If $f(x)$ is a solution to $(1)$ and $(2)$ then so is $f^{-1}(x)=kx-f(x)$

Let : $g(x)=-f(-x)$.
$(1)\implies -f(-kx-f(-x))=x \implies g(kx+f(-x))=x \implies g(kx-g(x))=x$
$(2)\implies -kf(-x)+f(f(-x)) =x \implies kg(x)+f(-g(x))=x\implies kg(x)-g(g(x))=x$

$\implies$ If $f(x)$ is a solution to $(1)$ and $(2)$ then so is $g(x):=-f(-x)$.

Fixed points :
From $(2)$ we see that if there exists an $a$ for which $f(a)=a$ then: $kf(a)-f(f(a)) =a \implies ka =2a \implies a=0 \lor k=2$
$f(ka-f(a))=a \implies ka-f(a) =a \implies ka =2a \implies a=0 \lor k=2$

Also we see that if there exists an $a$ for which $f(a)=-a$ then: $kf(a)-f(f(a)) =a \implies -ka =2a \implies a=0 \lor k=-2$
$f(ka-f(a))=a \implies -ka-a =a \implies -ka =2a \implies a=0 \lor k=-2$

From the above we see that when $k=2$ , then $f(x)=x$ is a solution. And when $k=-2$ , then $f(x)=-x$ is a solution.

General solution :

(Note: I screwed up a couple of times before here. Apologies to everyone who read it, if anyone did..I do think this must be the correct argument.)

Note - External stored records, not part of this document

PR #10896, opened 2023-10-13
Use lazy bloom filter

salvacorts:

When querying bloom filters, use lazy decoders from https://github.com/owen-d/BoomFilters/pull/1 so we don't make a copy of bloom filters.


pkg/storage/bloom/v1/bloom.go
```diff
@@ -32,16 +32,14 @@ func (b *Bloom) Encode(enc *encoding.Encbuf) error {
 	return nil
 }
 
-func (b *Bloom) Decode(dec *encoding.Decbuf) error {
+type BloomQuerier struct {
```
owen-d, line 35: What's the reason for adding the `BloomQuerier` struct here?

salvacorts: Removed with my last commit.

salvacorts (commented):
@owen-d I applied the changes we discussed in Slack

Issue #10859, opened 2023-10-11
Make `Test(Local|Remote)RuleEval` integration test more reliable


kavirajk:
**Describe the bug**
Read this PR for more history and context
https://github.com/grafana/loki/pull/10857

Make two test cases more reliable
1. TestLocalRuleEval
2. TestRemoteRuleEval

These two test cases were flaky for very long time. But it increased in frequency after upgrading to prometheus 
https://github.com/grafana/loki/pull/10777

We suspect this is some form of regression either in ruler evaluation path or how this test is setup. This issue make sure to fix those.

**To Reproduce**
1. Change timeout on those test cases from 20 seconds to 10 seconds (or less)
2. Run those test cases

**Expected behavior**
Shouldn't fail for lesser timeouts.

**Environment:**
 - Infrastructure: [e.g., Kubernetes, bare-metal, laptop]
 - Deployment tool: [e.g., helm, jsonnet]

**Screenshots, Promtail config, or terminal output**
If applicable, add any output to help explain your problem.

PR #10906, opened 2023-10-15
ruler: Support `writeNotify` on Loki ruler

kavirajk:
prometheus ruler added a feature of notifying the reader when a sample is appended, instead of waiting in a loop burning the CPU cycles. https://github.com/prometheus/prometheus/pull/11949

This changes a default behaviour a bit. Now if `notify` is not enabled, next read is done only when next readTicker is triggered.

Also should fix https://github.com/grafana/loki/issues/10859

Adding few more details for the sake of completeness.

We found this via more frequent failures of rule-evaluation integration tests linked on the issue above. After some investigation, we tracked down to prometheus changes.

Prometheus introduced new type `wlog.WriteNotified` interface with `Notify()` method with a goal to notify any waiting readers, that some write is done. 

Two types implements this type `wlog.Watcher` and `remote.Storage`. `remote.Storage` implements `Notify()` by just calling it's queues `wlog.Watcher`'s `Notify()` under the hood.

How are these types impacts Loki ruler?

Loki ruler also uses `remote.Storage`. So when any samples got committed via `appender`, we have to notify the remote storage.

**Checklist**
- [ ] Documentation added
- [ ] Tests updated
- [ ] `CHANGELOG.md` updated

### DIFF
--- a/pkg/ruler/storage/wal/wal.go
+++ b/pkg/ruler/storage/wal/wal.go
@@ -128,10 +128,6 @@ func (w *Storage) SetWriteNotified(writeNotified wlog.WriteNotified) {
 	w.writeNotified = writeNotified
 }
 
-func (w *Storage) getWriteNotified() wlog.WriteNotified {
-	return w.writeNotified
-}
-
 func (w *Storage) replayWAL() error {
 	w.walMtx.RLock()
 	defer w.walMtx.RUnlock()
--- a/pkg/ruler/storage/wal/wal.go
+++ b/pkg/ruler/storage/wal/wal.go
@@ -89,12 +89,17 @@ func NewStorage(logger log.Logger, metrics *Metrics, registerer prometheus.Regis
 	}
 
 	storage.appenderPool.New = func() interface{} {
+		var notify func() = nil
+
+		if storage.writeNotified != nil {
+			notify = storage.writeNotified.Notify
+		}
 		return &appender{
-			w:             storage,
-			writeNotified: storage.getWriteNotified,
-			series:        make([]record.RefSeries, 0, 100),
-			samples:       make([]record.RefSample, 0, 100),
-			exemplars:     make([]record.RefExemplar, 0, 10),
+			w:         storage,
+			notify:    notify,
+			series:    make([]record.RefSeries, 0, 100),
+			samples:   make([]record.RefSample, 0, 100),
+			exemplars: make([]record.RefExemplar, 0, 10),
 		}
 	}
 
@@ -543,11 +548,12 @@ func dirSize(path string) (int64, error) {
 }
 
 type appender struct {
-	w             *Storage
-	writeNotified func() wlog.WriteNotified
-	series        []record.RefSeries
-	samples       []record.RefSample
-	exemplars     []record.RefExemplar
+	w *Storage
+	// Notify the underlying storage that some sample is written
+	notify    func()
+	series    []record.RefSeries
+	samples   []record.RefSample
+	exemplars []record.RefExemplar
 }
 
 var _ storage.Appender = (*appender)(nil)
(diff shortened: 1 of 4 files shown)


pkg/ruler/storage/wal/wal.go
```diff
@@ -62,6 +62,8 @@ type Storage struct {
 	deleted    map[chunks.HeadSeriesRef]int // Deleted series, and what WAL segment they must be kept until.
 
 	metrics *Metrics
+
+	writeNotified wlog.WriteNotified
```
dannykopping, line 66: Howcome this is not a pointer?

pkg/ruler/storage/wal/wal.go
```diff
@@ -677,6 +689,11 @@ func (a *appender) Commit() error {
 		buf = buf[:0]
 	}
 
+	// Notify so that reader waiting for it can read without needing to wait for next read ticker.
+	if a.writeNotified() != nil {
+		a.writeNotified().Notify()
+	}
```
dannykopping, line 695: This is a little clunky; how about just passing a `Notify()` function to the appender? The appender doesn't need any knowledge of the `wlog.WriteNotified`.

jeschkies: I wouldn't have thought about this fix. This is cool. That said I'm a little confused. Shouldn't we implement `Notify()` and pass it on?

kavirajk: Agree on the clunkiness :) 

It comes from 

```
type appender struct {
	w             *Storage
	writeNotified func() wlog.WriteNotified
	series        []record.RefSeries
	samples       []record.RefSample
	exemplars     []record.RefExemplar
}
```

`writeNotified` being `func()` type.

It got bit tricky because we initialize few things during `NewStorage()` and few other things during `initialize()` call. 

wal is created during `wal.NewStorage` but the remoteStorage (that has `Notify()`) only created during `initialize`. We have to it as func type because we can only know if `wal.Storage` has write notify set that way. Also note, `wal.Storage` uses `appender` as a pool.

We can make it more clean by refactoring few things on `NewStorage` and `initialize`. But AFAIK not worth it now?

kavirajk: Also about the nit: `SetWriteNotified` -> `SetWriteNotifier`. 

I think they calling it `WriteNotified` and not `WriteNotifier` because, `WriteNotifier` is confusing in a sense, is it notifying the "write" that is done? or notifying the "writer".

We want to notify the "write" that is actually done (potentially to readers waiting for it).

pkg/ruler/storage/wal/wal.go
```diff
@@ -690,8 +696,8 @@ func (a *appender) Commit() error {
 	}
 
 	// Notify so that reader waiting for it can read without needing to wait for next read ticker.
-	if a.writeNotified() != nil {
-		a.writeNotified().Notify()
+	if a.notify != nil {
+		a.notify()
```
dannykopping, line 700: I think we should log when `notify` is nil instead of silently not notifying.

dannykopping (commented):
Almost there, thanks!

pkg/ruler/storage/wal/wal.go
```diff
@@ -677,6 +691,12 @@ func (a *appender) Commit() error {
 		buf = buf[:0]
 	}
 
+	// Notify so that reader waiting for it can read without needing to wait for next read ticker.
+	if a.notify != nil {
+		level.Warn(a.w.logger).Log("msg", "missing to notify WAL writes because notifier is not set")
```
dannykopping, line 696: Minor grammatical fix

```suggestion
		level.Warn(a.w.logger).Log("msg", "not notifying about WAL writes because notifier is not set")
```

dannykopping (approved):
LGTM, one small grammar nit

PR #10926, opened 2023-10-17
Adjust bloom gateway request structure

chaudum:

Since we already group chunkRefs by fingerprint on the client side to determine the correct bloom gateway to send the request to, we can keep the grouping for the gRPC request.
This will not only optimize the request size, but also helps to reduce complexity of querying blooms on the bloom gateway itself.

There is still conversion between `[]*logproto.ShortRef` and `v1.ChunkRefs` required, which could be removed by sending `v1.ChunkRefs` over the wire.


pkg/bloomgateway/client.go
```diff
@@ -295,14 +269,16 @@ func (c *GatewayClient) serverAddrsForFingerprints(tenantID string, fingerprints
 		level.Warn(c.logger).Log("msg", "using an inefficient algorithm to determin server addresses for fingerprints", "fingerprints", numFingerprints, "tokens", numTokens)
 	}
 
+	fingerprints := make([]uint64, numFingerprints)
 	addresses := make([][]string, numFingerprints)
 	bufDescs, bufHosts, bufZones := ring.MakeBuffersForGet()
 
-	for idx, key := range fingerprints {
-		rs, err = subRing.Get(uint32(key), BlocksRead, bufDescs, bufHosts, bufZones)
+	for idx, key := range groups {
```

We transform $f(x)$ into a new function $g(x)$ like this : $g(x)+\frac{kx}{2}=f(x)$
Which gives :
$g(\frac{kx}{2}-g(x))-\frac{kg(x)}{2} =(1-\frac{k^2}{4})x \tag{1a}$
$-g(\frac{kx}{2}+g(x))+\frac{kg(x)}{2} =(1-\frac{k^2}{4})x \tag{2a}$
There are two cases to consider :

Case 1 when $k^2 \neq 4$ :

Let $g(a)=0 \implies (1a) \implies g(\frac{ka}{2}) =(1-\frac{k^2}{4})a$
$(2a) \implies -g(\frac{ka}{2} ) =(1-\frac{k^2}{4})a$

$\implies a=0 \implies g(0)=f(0)=0 \enspace ( k^2 \neq 4 )$

From bijectivity and monotonicity I think we can conclude that $f(x)$ and $g(x)$ must be continuous, (and maybe even differentiable).
Here I'll assume $g(x)$ can be written as a Taylor series around $x=0$ :
We calculate the first and second derivative :

$g'(\frac{kx}{2}-g(x))(\frac{k}{2}-g'(x))-\frac{kg'(x)}{2} =(1-\frac{k^2}{4})$
$-g'(\frac{kx}{2}+g(x))(\frac{k}{2}+g'(x))+\frac{kg'(x)}{2} =(1-\frac{k^2}{4})$

$g'(0)(\frac{k}{2}-g'(0))-\frac{kg'(0)}{2} =(1-\frac{k^2}{4})$
$-g'(0)(\frac{k}{2}+g'(0))+\frac{kg'(0)}{2} =(1-\frac{k^2}{4})$

$g'(0) = \pm \sqrt{\frac{k^2}{4}-1}$

$g''(\frac{kx}{2}-g(x))(\frac{k}{2}-g'(x))^2+g'(\frac{kx}{2}-g(x))(-g''(x))-\frac{kg''(x)}{2} =0$
$-g''(\frac{kx}{2}+g(x))(\frac{k}{2}+g'(x))^2 -g'(\frac{kx}{2}+g(x))(g''(x))+\frac{kg''(x)}{2} =0$

$g''(0)(\frac{k}{2}-g'(0))^2+g'(0)(-g''(0))-\frac{kg''(0)}{2} =0$
$-g''(0)(\frac{k}{2}+g'(0))^2 -g'(0)(g''(0))+\frac{kg''(0)}{2} =0$

$g'(0)g''(0)( k + 1) =0 \implies g''(0)=0 \enspace \lor \enspace k=-1$
$-g''(0)(\frac{k^2}{4}+(k+1)g'(0)+g'(0)^2 -\frac{k}{2}) =0 \implies \text{(with$k=-1$and$g'(0)^2=\frac{k^2}{4}-1$)} \implies -g''(0)(\frac{1}{4} +\frac{1}{4}-1 -\frac{1}{2}) =0 \implies g''(0)=0$

$\implies g''(0) =0$ . Also the higher derivatives in $x=0$ are $0$ (I think).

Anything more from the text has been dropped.